Tuesday, November 7, 2017

Divinity II: Developer's Cut - 3/20 hours

It's easy, sometimes, to be dismissive about the role of presentation in making a good video game. "Graphics are superficial" and "the only thing that matters is gameplay," and all that. But playing Divinity II so soon after the other Divinity games really puts those arguments into perspective. Seeing a 3-D animation of an airship floating into a dock did more to connect me to the setting and characters than any amount of text boxes. Being able to see the buildings from ground level and distinguish their unique architectural details at a glance has made navigating immensely easier. Hell, the relatively good voice acting of the NPCs has actually made me care about what they say.

Which isn't to say that Divinity II is necessarily great at presentation. It's still too early for me to say, given that I'm still in the starting town and have not seen anything but the typical faux-western-European fantasy pastiche that usually dominates rpg settings. I mean, Two Worlds did the same basic setting and looked almost as good (with the caveat that its voice acting and character design were much worse). I'd say that it looks about as good as an early Xbox 360 game. It's a little better than Oblivion, but not quite as good as Skyrim. It likely comes down to a budget thing. All of the graphics are crisp and clear, and it does some interesting things with trees and terrain, but you don't get that sense of obsessive attention to detail.

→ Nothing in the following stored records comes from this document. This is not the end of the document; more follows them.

PR #8349, opened 2025-02-04
Makes the vendor inflation announcements silent

zzzmike:
# About the pull request

Makes the frequent announcements about souto being 5% more expensive or whatever not play sound for anyone. (Also tried to improve the one letter var situation)

I feel like playing interference.ogg for such a frequent fluff-RP "event" a little annoying and pointless. (If the consensus is that I'm being a grinch then you can reject this PR, no problem.)

I did test it on local and it worked.

# Changelog
:cl:
sounddel: the vendor inflation event no longer plays sound
/:cl:

### DIFF
--- a/code/defines/procs/announcement.dm
+++ b/code/defines/procs/announcement.dm
@@ -155,7 +155,7 @@
 		if(istype(target, /mob/new_player))
 			continue
 
-	to_chat_spaced(target, html = "[SPAN_ANNOUNCEMENT_HEADER(title)]<br><br>[SPAN_ANNOUNCEMENT_BODY(message)]", type = MESSAGE_TYPE_RADIO)
+		to_chat_spaced(target, html = "[SPAN_ANNOUNCEMENT_HEADER(title)]<br><br>[SPAN_ANNOUNCEMENT_BODY(message)]", type = MESSAGE_TYPE_RADIO)
 		if(!quiet)
 			if(isobserver(target) && !(target.client?.prefs?.toggles_sound & SOUND_OBSERVER_ANNOUNCEMENTS))
 				continue
--- a/code/defines/procs/announcement.dm
+++ b/code/defines/procs/announcement.dm
@@ -127,36 +127,36 @@
 
 //AI shipside announcement, that uses announcement mechanic instead of talking into comms
 //to ensure that all humans on ship hear it regardless of comms and power
-/proc/shipwide_ai_announcement(message, title = MAIN_AI_SYSTEM, signature, ares_logging = ARES_LOG_MAIN, sound_to_play = sound('sound/misc/interference.ogg'), quiet = FALSE)
-    var/list/targets = GLOB.human_mob_list + GLOB.dead_mob_list
-    for(var/mob/target in targets)
-        if(isobserver(target))
-            continue
-        if(!ishuman(target) || isyautja(target) || !is_mainship_level(target.z))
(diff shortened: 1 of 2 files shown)


ihatethisengine:
can we make this "event" proc a bit less often?

hry-gh (changes requested):
snakecase (so target not Target)

code/defines/procs/announcement.dm
```diff
@@ -162,11 +180,19 @@
...
 			continue
 
-		to_chat_spaced(T, html = "[SPAN_ANNOUNCEMENT_HEADER(title)]<br><br>[SPAN_ANNOUNCEMENT_BODY(message)]", type = MESSAGE_TYPE_RADIO)
-		if(isobserver(T) && !(T.client?.prefs?.toggles_sound & SOUND_OBSERVER_ANNOUNCEMENTS))
+		to_chat_spaced(target, html = "[SPAN_ANNOUNCEMENT_HEADER(title)]<br><br>[SPAN_ANNOUNCEMENT_BODY(message)]", type = MESSAGE_TYPE_RADIO)
+		if(isobserver(target) && !(target.client?.prefs?.toggles_sound & SOUND_OBSERVER_ANNOUNCEMENTS))
 			continue
-		playsound_client(T.client, sound_to_play, T, vol = 45)
+		playsound_client(target.client, sound_to_play, target, vol = 45)
+/proc/announcement_helper_quiet(message, title, list/targets)
```
hry-gh, line 191:
```suggestion

/proc/announcement_helper_quiet(message, title, list/targets)
```

code/defines/procs/announcement.dm
```diff
@@ -145,14 +145,32 @@
 
 	announcement_helper(message, title, targets, sound_to_play)
 
+/proc/shipwide_quiet_ai_announcement(message, title = MAIN_AI_SYSTEM, signature, ares_logging = ARES_LOG_MAIN)
```
hry-gh, line 148: why not make this an additional argument?

code/defines/procs/announcement.dm
hry-gh: also ,why not make this an additional argument?

hry-gh (changes requested):

code/defines/procs/announcement.dm
```diff
@@ -127,13 +127,13 @@
 
 //AI shipside announcement, that uses announcement mechanic instead of talking into comms
 //to ensure that all humans on ship hear it regardless of comms and power
-/proc/shipwide_ai_announcement(message, title = MAIN_AI_SYSTEM, sound_to_play = sound('sound/misc/interference.ogg'), signature, ares_logging = ARES_LOG_MAIN)
```
hry-gh, line 130: there are a lot of calls of shipwide_ai_announcement, most of them use positional arguments for sound_to_play - why not just leave the order of arguments how they were and put quiet at the end?

hry-gh (changes requested):

code/defines/procs/announcement.dm
zzzmike: > there are a lot of calls of shipwide_ai_announcement, most of them use positional arguments for sound_to_play - why not just leave the order of arguments how they were and put quiet at the end?

agreed, my bad!

hry-gh (approved):

PR #8398, opened 2025-02-07
removes all inline control statements

hry-gh:
i've been telling people not do this for ages but i suppose copypasting is eternal


iloveloopers:
This PR removes CM history and soul

PR #8406, opened 2025-02-08
Fix surv tracking

Zonespace27:
# About the pull request
I didn't account for the fact that survs don't always have the survivor job, so stats were showing up skewed


code/datums/statistics/entities/survivor_survival.dm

Divinity II isn't really all that much like its predecessors. The over-the-shoulder perspective is more personal than the god's eye view of the 2D games. Distant areas are obscured by terrain and obstacles, rather than fog-of-war, making it feel more open and expansive. And combat feels more like action and less like a series of abstracted dice rolls. And it's not like the Fallout series, which had a distinctive post-apocalyptic by way of the perpetual '50s aesthetic to give it identity. I actually don't have much handle at all on what makes these games part of the same series. There are a couple of familiar place names from the first game, but in the second, I never even interacted with the real world at all. Perhaps that's why this is game is the numbered sequel, despite Beyond Divinity being the second game in the series.

Nonetheless, I'm enjoying Divinity II quite a bit. The pacing of quests is much better (in that I'm only three hours in and I've already completed some!), the NPCs are more distinct and memorable, and your character's "gimmick" (being an elite mystical dragon-slayer) gives them neat abilities like being able to see ghosts and read minds. My only real complaint is that the mind-reading costs experience points to use. Every time I've read an NPCs mind, it's been fun and flavorful, but expending a permanent resource for a temporary benefit (let alone otherwise irrelevant setting color) just doesn't sit well with me. My hope is that the xp I earn from monsters will start to scale so high that the xp I lose from mind-reading will be trivial by comparison.

I guess what I'll do is keep plugging away. As long as the quests and the rewards keep coming at a satisfying pace, it doesn't really matter if I do things optimally or not.